Interactive Role of Protein Kinase C-δ with Rho-Kinase in the Development of Cerebral Vasospasm in a Canine Two-Hemorrhage Model

Abstract

Background: We previously reported that protein kinase C (PKC)-δ was initially translocated from the cytosol to the membrane fraction (on day 4), followed by PKC-α, with the progression of cerebral vasospasm after subarachnoid hemorrhage (SAH) on day 7. Rho/Rho-kinase pathways have also been proposed to be involved in the vasospasm. Thus we investigated the interactive role of Rho-kinase and PKC in the development of cerebral vasospasm after SAH. Methods: The cerebral vasospasm was produced using a ‘two-hemorrhage’ canine model. The animals were treated with Y-27632, a Rho-kinase inhibitor, and rottlerin, a PKC-δ inhibitor, both injected into the cisterna magna. Results: Y-27632 inhibited the vasospasm, 20-kDa myosin light chain (MLC₂₀) phosphorylation, and PKC-δ translocation after the second injection of autologous blood on day 4. In contrast, Y-27632 did not affect the vasospasm on day 7. Rottlerin also inhibited the vasospasm on day 4, but had no effect on MLC₂₀ phosphorylation and RhoA translocation.

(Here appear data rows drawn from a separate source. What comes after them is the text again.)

Issue #93, opened 2023-03-09
Update components when active unit system changes


grigasp:
Components that show formatted values should react to active unit system change and re-format the values with new unit system.

PR #218, opened 2023-08-22
Components should react to unit system change

saskliutas:
Closes https://github.com/iTwin/presentation/issues/93

Reload Tree, Table and PropertyGrid data when active unit system is changed to make sure values format matches the new active unit system.

### DIFF
--- a/packages/components/src/test/table/UseRows.test.tsx
+++ b/packages/components/src/test/table/UseRows.test.tsx
@@ -6,12 +6,13 @@
 import { expect } from "chai";
 import sinon from "sinon";
 import * as moq from "typemoq";
-import { IModelConnection } from "@itwin/core-frontend";
+import { BeUiEvent } from "@itwin/core-bentley";
+import { FormattingUnitSystemChangedArgs, IModelApp, IModelConnection, QuantityFormatter } from "@itwin/core-frontend";
 import { Content, DescriptorOverrides, KeySet, SortDirection } from "@itwin/presentation-common";
 import { Presentation, PresentationManager } from "@itwin/presentation-frontend";
 import { render, waitFor } from "@testing-library/react";
 import { renderHook } from "@testing-library/react-hooks";
-import { useRows, UseRowsProps } from "../../presentation-components/table/UseRows";
+import { ROWS_RELOAD_PAGE_SIZE, useRows, UseRowsProps } from "../../presentation-components/table/UseRows";
 import { createTestECInstanceKey, createTestPropertyInfo, TestErrorBoundary } from "../_helpers/Common";
 import {
   createTestCategoryDescription,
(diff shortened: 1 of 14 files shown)


packages/components/src/test/table/UseRows.test.tsx
```diff
@@ -242,4 +248,113 @@ describe("useRows", () => {
...
+    await waitFor(() => {
+      expect(result.current.rows).to.have.lengthOf(itemsCount);
+      presentationManagerMock.verify(
+        async (x) => x.getContentAndSize(moq.It.is(({ paging }) => paging?.start === 0 && paging?.size === ROWS_RELOAD_PAGE_SIZE)),
+        moq.Times.once(),
+      );
+      presentationManagerMock.verify(
+        async (x) => x.getContentAndSize(moq.It.is(({ paging }) => paging?.start === ROWS_RELOAD_PAGE_SIZE && paging?.size === 1)),
+        moq.Times.once(),
+      );
```
grigasp, line 357: maybe use `verifyable` at where you set up these mocks and then just call `presentationManagerMock.verifyAll()` here?

packages/testing/src/test/ContentBuilder.test.ts
```diff
@@ -242,6 +242,9 @@ describe("ContentBuilder", () => {
       presentationManagerMock.setup(async (manager) => manager.getContent(moq.It.isAny())).returns(getEmptyContent);
       presentationManagerMock.setup((x) => x.onIModelContentChanged).returns(() => new BeEvent());
       sinon.stub(Presentation, "presentation").get(() => presentationManagerMock.object);
+      sinon.stub(IModelApp, "quantityFormatter").get(() => ({
+        onActiveFormattingUnitSystemChanged: new BeUiEvent<FormattingUnitSystemChangedArgs>(),
```
grigasp, line 246: this suggests we're subscribing for the event somewhere in these tests - do you know where?

saskliutas: This is where we [create default ContentDataProvider](https://github.com/iTwin/presentation/blob/4416ca4f1fa7d0f6127c7e651ffd23a7460b69af/packages/testing/src/presentation-testing/ContentBuilder.ts#L98) and this is the [test that uses it](https://github.com/iTwin/presentation/blob/4416ca4f1fa7d0f6127c7e651ffd23a7460b69af/packages/testing/src/test/ContentBuilder.test.ts#L252)

grigasp: looks like a useless test that tests the provider rather than the builder - maybe just remove it?..

packages/components/src/test/table/UseRows.test.tsx
saskliutas: Changed to `verifyAll`

packages/testing/src/test/ContentBuilder.test.ts
saskliutas: Refactored that test into two to make sure that test coverage is still at 100%.

grigasp (approved):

The vasospasm was accompanied with the phosphorylation of caldesmon (CaD), an actin-linked regulatory protein, which was strongly attenuated by Y-27632 and rottlerin. The application of PKC-δ to skinned strips of isolated canine basilar arteries caused a contraction and an increase in CaD phosphorylation. Conclusion: The development of cerebral vasospasm after SAH (on day 4) is caused by at least two mechanisms: one involves MLC₂₀ phosphorylation mediated by the inhibition of MLC₂₀ phosphatase by Rho-kinase, and the other CaD phosphorylation mediated by the activation of PKC-δ by Rho-kinase, which results in the alleviation of the inhibition by CaD of myosin Mg²⁺-ATPase activity.